File name components should be evident and non-cryptic:
- Use meaningful abbreviations
- Use CamelCase to make phrases more readable
Numbers in file names should use an extensible numbering scheme. Because computers sort numbers like letters, this means padding numbers with as many zeros as needed for the total number of files in order to sort appropriately in file folders. For example, instead of numbering files from 1-100, use 001-100 instead.
The components of your file names should be arranged from general to specific to group logically in file folders.
Characters in file names should be limited to numbers, letters, dashes, and underscores:
- Avoid special characters: they may not be supported on all computer systems and can lead to data loss when moving files between systems.
- Avoid spaces: file names with spaces need to be surrounded by quotes when referenced at the command line, and spaces in URLs are converted to the encoded space character by web browsers
- Consider using dashes instead of underscores for better matching in web searches and regular expressions and better readability in URLs
- See Of Spaces, Underscores and Dashes by Jeff Atwood for more thoughts on the pitfalls of spaces in file names and the pros and cons of dashes vs underscores. Read the comments, too!
Consider keeping file names to fewer than 50 characters for readability and system compatibility.
Whatever conventions you choose, be consistent and document your decisions!

The following example filenames follow the guidance listed above:

20160104-ProjectA-Ex1-Test1-v01.xlsx
20160104-ProjectA-MeetingNotes-SmithE-v02.docx
ExperimentnamentName-InstrumentName-CaptureTime-ImageID.tif

Note how the components of each file name are meaningfully named, they're arranged from general to specific, they're separated with dashes, the dates use YYYYMMDD format, and the version numbers are zero-padded.

File Naming Convention Worksheet
This worksheet from Caltech Library walks researchers through the process of creating a file naming convention for a group of files.

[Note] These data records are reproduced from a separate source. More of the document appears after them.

PR #610, opened 2018-06-18
Bug fix for CodeLens; improvements for presenter view

presnick:


runestone/activecode/js/activecode.js
```diff
@@ -611,7 +611,7 @@ ActiveCode.prototype.showCodelens = function () {
 
     var cl = this.codelens.firstChild;
     if (cl) {
-        div.removeChild(cl)
+        this.codelens.removeChild(cl)
```
presnick: This is just fixing a bug. It wasn't removing it, so it wasn't doing a new call to create it with the new code.

runestone/activecode/js/activecode.js
```diff
@@ -437,7 +437,7 @@ ActiveCode.prototype.createOutput = function () {
 
 
     var lensDiv = document.createElement("div");
-    $(lensDiv).addClass("col-md-6");
+    $(lensDiv).addClass("col-md-12");
```
presnick: This was needed for presenter view and we don't think it hurts anything in regular textbook mode.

This process includes: choosing metadata, encoding and ordering the metadata, adding version information, and properly formatting the file names.

File Contents

In addition to thinking about how to organize files on disk and how to name them, you should also give consideration to organizing the contents of your files. These links offer some best practices.

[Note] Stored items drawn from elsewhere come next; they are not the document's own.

PR #615, opened 2018-06-20
Misc fixes

bjones1:
This is a grab bag of fixes:
- Remove a `.gitignore` entry that hides `conf.py` files used for testing.
- Include tests by supplying a missing `conf.py` and `__init__.py`.
- Fix broken tests.
- Fix Unix-only code in tests.
- Correctly include Parson's problem JS libraries.
- Remove an old and broken JS path in the template.
- And more...

However, both before and after these tests, I still have test failures in activecode and Parson's problems. Someone else, please fix these! Don't commit files that fail tests!


runestone/parsons/parsons.py
```diff
@@ -25,9 +25,9 @@ def setup(app):
     app.add_directive('parsonsprob', ParsonsProblem)
     app.add_node(ParsonsNode, html=(visit_parsons_node, depart_parsons_node))
     app.add_stylesheet('parsons.css')
-    app.add_stylesheet('lib/prettify.css')
-    app.add_javascript('lib/prettify.js')
-    app.add_javascript('lib/hammer.min.js')
+    app.add_stylesheet('js_lib/prettify.css')
+    app.add_javascript('js_lib/prettify.js')
+    app.add_javascript('js_lib/hammer.min.js')
```
bnmnetp: What does this fix?

runestone/common/project_template/_templates/plugin_layouts/sphinx_bootstrap/layout.html
```diff
@@ -11,16 +11,11 @@
     '_static'+'/processing-1.4.1.min.js',
     '_static'+'/jquery.hotkey.js',
     '_static'+'/jquery-migrate-1.2.1.min.js',
-    '_static'+'/presenter_mode.js',    
+    '_static'+'/presenter_mode.js',
   ]
 %}
 
 {% set css_files = ['_static/bootstrap-3.0.0/css/bootstrap.min.css', '_static/presenter_mode.css'] + css_files %}
-{% if theme_bootswatch_theme %}
```
bnmnetp: This does not break anything??!!

runestone/parsons/parsons.py
bjones1: Oddly, when I look at the files in `_static/` produced by Sphinx/runestone build, there is no `lib/` subdirectory and the .js files that should be in `lib/` aren't present. The rename means that the `js_lib/` subdirectory and all the expected files are present. This is all when using Sphinx 1.7.4. It's so odd that using `lib/` doesn't work, but it just doesn't. Can you verify this behavior on Linux/Mac?

runestone/common/project_template/_templates/plugin_layouts/sphinx_bootstrap/layout.html
bjones1: Just the opposite, it fixes something. Before this patch, I saw the line:

`    <link rel="stylesheet" href="http://netdna.bootstrapcdn.com/bootswatch/2.3.1/""/bootstrap.min.css" type="text/css" />
`

in all the output HTML files. The deletion in this PR removes these (broken) lines from the output.

runestone/parsons/parsons.py
bjones1: Oops, I'm (partly) wrong on this. On a branch I'll (eventually) merge, this bug appears and this PR fixes it; however, it doesn't appear when not using my branch. I'll do more investigation.

bjones1: OK, I figured this out. I had a `lib/` directory containing library files to exclude from the build, but this also excluded all JS in the `lib/` directory of the Parson's problems. Ouch.

To avoid namespace/directory naming problems like this, I'd suggest keeping this change (use the name `js_lib/`) to make it a more distinct name. @bnmnetp, what's your preference?

bnmnetp: Is there any reason that those files are in a lib folder?  Why can't they all just live directly in the js folder?

bjones1: Good point. I'm not the author of the Parson's problems, but FWIW: the `lib/` subdirectory includes files not written by Runestone people, but copied from other projects. Hence, the idea of putting these files in a place to indicate they're a dependency makes sense...but perhaps using another name.

runestone/common/project_template/_templates/plugin_layouts/sphinx_bootstrap/layout.html
liffiton: I think that might be because of an issue in `theme.conf`, not a problem here.  I ran into an issue where if the `bootswatch_theme` variable is set to `""` (as is done in the included `theme.conf` and as [the comment above](https://github.com/RunestoneInteractive/RunestoneComponents/blob/fa19c4bdff33649145d6683c507338c56f7499b7/runestone/common/project_template/_templates/plugin_layouts/sphinx_bootstrap/theme.conf#L42) suggests is the default), then it includes the `""` you're seeing.  I believe the line in `theme.conf` should be `bootswatch_theme = `, without any quotes, to use no theme.  Just based on my recollection, anyway.

liffiton: Well, I should probably add to that:  The template pulls in Bootstrap locally from the static/ folder somewhere else, hence why it doesn't cause problems when the CDN bootswatch CSS fails to load.  If you correct the `bootswatch_theme` setting, then pages will pull in Bootstrap twice (and I think with two different versions).  So it's probably best to simplify by either dropping the bootswatch theme loading altogether and just use the local Bootstrap, or to move entirely to CDN bootstrap and drop the locally-hosted version.

bnmnetp:
@bjones1 All unit tests run on master for me on macos and on Linux via Jenkins.

I'm going to set up a Travis-CI task so that they are run automatically when a PR is created or something is committed.  I'll try to follow my own workflow a little more diligently about making PR's myself rather than committing directly to master.

runestone/common/project_template/_templates/plugin_layouts/sphinx_bootstrap/layout.html
bjones1: @liffiton, thanks for the feedback. IMHO, if Runestone should be capable of working locally (without a server), then Bootstrap should be stored locally. So, I'll amend this PR by removing the incorrect settings in `theme.conf`, as well as the removal already done in this PR.

bjones1:
@bnmnetp, thanks for testing on your side. I re-ran the tests and still see failures:

```
FAIL: test_datafile (runestone.activecode.test.test_activecode.ActiveCodeTests)
  File "E:\Runestone\RunestoneComponents\runestone\activecode\test\test_activecode.py", line 78, in test_datafile
    self.assertLess(count, 20)
AssertionError: 20 not less than 20
```

I'm running on Python 3.6.1, Sphinx 1.7.4.

Running this manually in the browser, I see an error in the browser's JavaScript console: `Failed to load http://jobe2.cosc.canterbury.ac.nz/runestone/proxy/jobeCheckFile/runestone1278007241665d682b16344a5017be5e: Response to preflight request doesn't pass access control check: No 'Access-Control-Allow-Origin' header is present on the requested resource. Origin 'null' is therefore not allowed access.`

Perhaps this is a newer error based on updated access control policies?

bjones1:
I get the same failures with Python 2.7.13. All this was tested using Chrome 67.

bnmnetp:
@bjones1 Have you synced with master?  I did push a small change 072b0127abdd58b4fbf17b3fb3173755c249a7a3 to fix this.

bjones1:
@bnmnetp, thanks -- that fixed it; all tests now pass on Python 2.7 and 3.6 for me. When running the tests using `pytest` instead of `unittest`, I see one failure, but I haven't investigated this. I went ahead and rebased to include your fixes.

bjones1:
I figured out the Parsons's testing failures: the `parsons/` directory is missing an `__init__.py`, so its tests are not being run. It looks like these questions are broken -- the question number get embedded with the draggable boxes. @bnmnetp, would you like to me inclucde an `__init__.py` in this PR? If so, it will reveal the failing tests.

image

bnmnetp:
@bjones1 lets leave them disabled, but could you file a PR on this.  I think there are two problems that this demonstrates and I would like @ericsonga to investigate

1.  adding a bit of text  before the first `-----` removes the numbers from the problem but...
2. the problems then become double numbered.

I have quick fixes for this that I can do as a separate PR.

bjones1:
@bnmnetp, will do in a separate PR!

bjones1:
@bnmnetp, since this was merged, do you want a PR/followup on [your comment](https://github.com/RunestoneInteractive/RunestoneComponents/pull/615#issuecomment-403465382)? The missing `__init__.py` for Parsons's tests was added when you merged this PR.

bnmnetp:
Done, See #632

bjones1:
OK, thanks -- just didn't want to drop the ball.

Data Organization in Spreadsheets
A tutorial on best practices for organizing data in spreadsheets in order to make them more usable for analysis, from statistician Karl Broman.
Tidy Data
This article in the Journal of Statistical Software by data scientist Hadley Wickham outlines a standard method for displaying multivariate data in the form of a data matrix where each variable is a column, each observation is a row, and each type of observational unit is a table. It makes it easy to tidy messy datasets and to develop tools for data analysis.